Sharma Aman, Rani Rinkle
Computer Science and Engineering Department, Thapar Institute of Engineering and Technology, Patiala, Punjab, India.
J Bioinform Comput Biol. 2018 Oct;16(5):1850017. doi: 10.1142/S0219720018500178. Epub 2018 Jun 28.
Combination drug therapy is considered a better treatment option for various diseases, such as cancer, HIV, hypertension, and infections as compared to targeted drug therapies. Combination or synergism helps to overcome drug resistance, reduction in drug toxicity and dosage. Considering the complexity and heterogeneity among cancer types, drug combination provides promising treatment strategy. Increase in drug combination data raises a challenge for developing a computational approach that can effectively predict drugs synergism. There is a need to model the combination drug screening data to predict new synergistic drug combinations for successful cancer treatment. In such a scenario, machine learning approaches can be used to alleviate the process of drugs synergy prediction.
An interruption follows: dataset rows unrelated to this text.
PR #629, opened 2022-02-23
Icons: added magnet and torrent

Kara-Zor-El:
I chose to add this since there wasn't really an icon for torrent and magnet files and figured that  would be a good fit.
Feel free to merge it or not, I thought it might be nice but if not just close it

---
#### TODO

- [ ] Use `cargo fmt`
- [ ] Add necessary tests
- [ ] Add changelog entry


zwpaper:
Hi @Kara-Zor-El thanks for the PR, it would be great for us to add more icons, feel free to open PRs like this.

as for the icon, I would like to discuss some more, you used is 
image

but it seems not that fit the `torrent` and `magnet` file usage, how about one of below

image

especially the `nf-mdi-download-network`,  it looks like downloading in a link which could mean part of the P2P network.

this also seems to be a good choice

image

meain:
How about this for magnet? (`f076`)

Kara-Zor-El:
Hi,
thank you @zwpaper . I have made some changes based on your and @meain 's request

Experimental data from a single-agent or multi-agent drug screens provides feature data for model training. On the contrary, identification of effective drug combination using clinical trials is a time consuming and resource intensive task. This paper attempts to address the aforementioned challenges by developing a computational approach to effectively predict drug synergy. Single-drug efficacy is used for predicting drug synergism. Our approach obviates the need to understand the underlying drug mechanism to predict drug combination synergy. For this purpose, nine machine learning algorithms are trained. It is observed that the Random forest models, in comparison to other models, have shown significant performance. The -fold cross-validation is performed to evaluate the robustness of the best predictive model. The proposed approach is applied to mutant-BRAF melanoma and further validated using melanoma cell-lines from AstraZeneca-Sanger Drug Combination Prediction DREAM Challenge dataset.
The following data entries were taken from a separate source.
PR #639, opened 2022-03-15
Display acl and selinux data

mmatous:
Hi, I added  some requested features regarding access control. There are some differences with coreutils, but I think they're justified. `ls` doesn't display labels on systems where given LSM isn't enabled. E.g. it reports file `a.txt` with label `?` on one system and with `system_u:object_r:postgresql_db_t:s0` on another. `lsd` will display info consistently.

`ls` therefore doesn't have the problem of what to do with multiple labels, `lsd` will concat selinux and smack labels with +. This case should basically never occur since only 1 major LSM can be activated at a time, but may be possible with external drives or after swapping disk from different machine.

The colors are whatever I picked on a whim, I'd prefer someone with actual aesthetic sense to fix those.

---
#### TODO

- [ x] Use `cargo fmt`
- [ x] Add necessary tests
- [ x] Add changelog entry
- [ x] Update default config/theme in README (if applicable)
- [ x] Update man page at lsd/doc/lsd.md (if applicable)

### DIFF
--- a/CHANGELOG.md
+++ b/CHANGELOG.md
@@ -9,6 +9,7 @@ and this project adheres to [Semantic Versioning](https://semver.org/spec/v2.0.0
 - Add support for `--no-sort` `-U` from [MichaelAug](https://github.com/MichaelAug)
 - Add `--group-directories-first` as an alias for `--group-dirs=first` to improve compatibility with `coreutils/ls`
 - Add `--permission` flag to choose permission formatting (rwx, octal) from [meain](https://github.com/meain)
+- Display MAC and ACL indicators
 ### Fixed
 - Support non-bold bright colors [#248](https://github.com/Peltoche/lsd/issues/248) from [meain](https://github.com/meain)
 - Don't automatically dereference symlinks in tree/recursive [#637](https://github.com/Peltoche/lsd/issues/637) from [meain](https://github.com/meain)
--- a/CHANGELOG.md
+++ b/CHANGELOG.md
@@ -9,8 +9,7 @@ and this project adheres to [Semantic Versioning](https://semver.org/spec/v2.0.0
 - Add support for `--no-sort` `-U` from [MichaelAug](https://github.com/MichaelAug)
 - Add `--group-directories-first` as an alias for `--group-dirs=first` to improve compatibility with `coreutils/ls`
 - Add `--permission` flag to choose permission formatting (rwx, octal) from [meain](https://github.com/meain)
-- Display MAC and ACL indicators
-- Display MAC labels
+- Display MAC contexts and MAC and ACL indicators from [mmatous](https://github.com/mmatous)
 ### Fixed
 - Support non-bold bright colors [#248](https://github.com/Peltoche/lsd/issues/248) from [meain](https://github.com/meain)
 - Don't automatically dereference symlinks in tree/recursive [#637](https://github.com/Peltoche/lsd/issues/637) from [meain](https://github.com/meain)
--- a/CHANGELOG.md
+++ b/CHANGELOG.md
@@ -10,6 +10,7 @@ and this project adheres to [Semantic Versioning](https://semver.org/spec/v2.0.0
 - Add `--group-directories-first` as an alias for `--group-dirs=first` to improve compatibility with `coreutils/ls`
 - Add `--permission` flag to choose permission formatting (rwx, octal) from [meain](https://github.com/meain)
 - Display MAC and ACL indicators
+- Display MAC labels
 ### Fixed
 - Support non-bold bright colors [#248](https://github.com/Peltoche/lsd/issues/248) from [meain](https://github.com/meain)
 - Don't automatically dereference symlinks in tree/recursive [#637](https://github.com/Peltoche/lsd/issues/637) from [meain](https://github.com/meain)
--- a/doc/lsd.md
+++ b/doc/lsd.md
@@ -128,8 +128,8 @@ lsd is a ls command with a lot of pretty colours and some other stuff to enrich 
 `-U`, `--no-sort`
 : Do not sort. List entries in directory order
 
-`-Z` `--label`
-: Display SELinux or SMACK security label
+`-Z` `--context`
+: Display SELinux or SMACK security context
 
 # ARGS
 
--- a/doc/lsd.md
+++ b/doc/lsd.md
@@ -128,6 +128,9 @@ lsd is a ls command with a lot of pretty colours and some other stuff to enrich 
 `-U`, `--no-sort`
 : Do not sort. List entries in directory order
 
+`-Z` `--label`
+: Display SELinux or SMACK security label
+
 # ARGS
 
 `<FILE>...`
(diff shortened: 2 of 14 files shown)


doc/lsd.md
```diff
@@ -125,6 +125,9 @@ lsd is a ls command with a lot of pretty colours and some other stuff to enrich
 `-U`, `--no-sort`
 : Do not sort. List entries in directory order
 
+`-Z` `--label`
```
meain, line 128: Let's use `--context` as gnu ls does that.

src/color.rs
```diff
@@ -340,6 +344,8 @@ mod elem {
                 exec: Color::Red,
                 exec_sticky: Color::Magenta,
                 no_access: Color::AnsiValue(245), // Grey
+                acl: Color::DarkCyan,
+                security_label: Color::White,
```
meain, line 348: white might break for people using light colorschemes. We could do cyan I guess. Suggestions welcome.

src/flags/blocks.rs
```diff
@@ -144,6 +150,23 @@ impl Blocks {
             self.prepend_inode()
         }
     }
+
+    /// Tnserts a [Block] of variant [INode](Block::Label), if `self` does not already contain a
+    /// [Block] of that variant. The positioning will be best-effort approximation of coreutils
+    /// ls position for a security label
+    fn optional_insert_label(&mut self) {
```
meain, line 157: We might have to join them together.

CHANGELOG.md
```diff
@@ -8,6 +8,8 @@ and this project adheres to [Semantic Versioning](https://semver.org/spec/v2.0.0
 ### Added
 - Add support for `--no-sort` `-U` from [MichaelAug](https://github.com/MichaelAug)
 - Add `--group-directories-first` as an alias for `--group-dirs=first` to improve compatibility with `coreutils/ls`
+- Display MAC and ACL indicators
+- Display MAC labels
```
meain, line 12:
```suggestion
- Display MAC and ACL indicators from [mmatous](https://github.com/mmatous)
```

meain (commented):
Just did a quick first pass. I will look more into it over the weekend. To be frank I am kinda new to selinux so I don't have a whole lot of clue as to what is going on here but let me take a look at it over the weekend.

src/flags/blocks.rs
mmatous: This happens if dir content doesn't fit on one line and `--long` isn't used. As far as I'm concerned this is expected behavior with grid layout having `TopToBottom` direction. It has same output as coreutils if changed to `LeftToRight`. Is there a reason for that? I tried changing it and everything worked as expected but maybe I'm not creative enough when listing directories.

What do you mean by joining?  Putting context in `block_vec` along with name when rendering blocks? That wouldn't work e.g. for `lsd -Z --blocks size` or any other context+field combination.

doc/lsd.md
mmatous: Can't believe I missed coreutils having a long option. Changed every occurence of label to context so code is consistent with CLI.

mmatous:
Fixed up everything except the grid thing. I'll push it as soon as we figure out what to do with it.

CHANGELOG.md
mmatous: To me + and . are indicators, whatever -Z prints is a context. Changing to 

> Display MAC contexts and MAC and ACL indicators from [mmatous](https://github.com/mmatous)

mmatous:
Pushed feedback fixes.
Don't know if you had time to look at this last weekend, but after some usage I'm pretty sure that changing the grid direction doesn't really affect anything other than the labels. The original code was from https://github.com/Peltoche/lsd/commit/6ca2bd948d5af61a2f7584eda1bec4c4d1923586 and I couldn't find any explanation for the `TopToBottom` and `LeftToRight` split.

src/color.rs
```diff
@@ -102,6 +104,8 @@ impl Elem {
             Elem::Exec => theme.permission.exec,
             Elem::ExecSticky => theme.permission.exec_sticky,
             Elem::NoAccess => theme.permission.no_access,
+            Elem::Acl => theme.permission.acl,
+            Elem::SecurityContext => theme.permission.security_context,
```
meain, line 108: What do you think about renaming it to just `context`?

meain:
Sorry about the delay, got a little preoccupied with a few other things.



This is the different between `LeftToRight` vs `TopToBottom`. In the first case the `Cargo.lock` is to the right of the first item an in the second case below. 

What happens in the original case is that when `?` and name are two different entries then name cuts down to the next row when we don't have space. I have not looked into it, but I'm assuming the grid lib has some way to force both the context and the name to be on the same line even when we have to display on multiple lines.

src/color.rs
mmatous: It thought that was a bit too abstract. I'm mostly used to context being whatever opaque structure user has to drag about to interact with C libraries like openssl or glib.
I'm not too hung up on it. I'll rename it if you want.

mmatous:
I think the simplest way would be adding `|| matches.is_present("context")` just like https://github.com/Peltoche/lsd/blob/f1254a6b0cb2583aa9c4d0cc3f849fdd3b62a488/src/flags/layout.rs#L32
I assume you encountered the exact same problem with inodes. The only other solution I could think of involved reorganizing the blocks vector and glueing context where it would have been.
The former is way less invasive and has the nice property of `lsd --blocks context,name` being the exact same as `lsd -Z`.
Is this OK with you?

meain:
I am thinking of maybe just combining them together [here](https://github.com/Peltoche/lsd/blob/f1254a6b0cb2583aa9c4d0cc3f849fdd3b62a488/src/display.rs#L101) and passing it in as a single cell, but I don't mind leaving that for the future. Feel free to just make it switch to `Layout::Oneline` like inode.

src/color.rs
meain: Since this is under `theme.permission` I was thinking that `context` alone would be clear enough. Plus, the flag is just `--context`. The main idea behind this was to make the name in theme file consistent with `--context` flag.

mmatous:
Ended up going with `OneLine`. Solutions involving blocks at that point are too late since they're strings and there's no truly foolproof way to tell context and other blocks that may just look like context apart.
Saving context in https://github.com/Peltoche/lsd/blob/f1254a6b0cb2583aa9c4d0cc3f849fdd3b62a488/src/display.rs#L250 and then just glueing it onto the closest block in the next cycle works but... meh. There're edge cases and it ends up being ugly hacky branchy thing while `OneLine`'s one line is at least simple to reason about.

meain:
What I was thinking about was to merge all the blocks at https://github.com/Peltoche/lsd/blob/f1254a6b0cb2583aa9c4d0cc3f849fdd3b62a488/src/display.rs#L101-L108 if we don't have `--long` or `OneLine` enabled and treat all the blocks combined for a single meta to be a single entity. I haven't considered all the edge cases, but I feel like that would work. In any case, we can merge this in with `OneLine` for now.

mmatous:
I rebased the PR and forgot to comment. Sorry if you missed it.

meain:
Thanks for working on this :D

与靶向药物治疗相比,联合药物疗法被认为是治疗各种疾病(如癌症、艾滋病、高血压和感染)的更好选择。联合用药或协同作用有助于克服耐药性、降低药物毒性和剂量。考虑到癌症类型之间的复杂性和异质性,药物联合提供了有前景的治疗策略。联合用药数据的增加对开发一种能够有效预测药物协同作用的计算方法提出了挑战。需要对联合药物筛选数据进行建模,以预测新的协同药物组合,从而成功治疗癌症。在这种情况下,可以使用机器学习方法来简化药物协同作用预测过程。来自单药或多药筛选的实验数据为模型训练提供特征数据。相反,通过临床试验确定有效的药物组合是一项耗时且资源密集的任务。本文试图通过开发一种有效预测药物协同作用的计算方法来应对上述挑战。利用单药疗效来预测药物协同作用。我们的方法无需了解潜在的药物作用机制即可预测药物组合的协同作用。为此,训练了九种机器学习算法。观察到,与其他模型相比,随机森林模型表现出显著的性能。进行 -折交叉验证以评估最佳预测模型的稳健性。所提出的方法应用于突变型BRAF黑色素瘤,并使用来自阿斯利康-桑格药物联合预测DREAM挑战数据集的黑色素瘤细胞系进行进一步验证。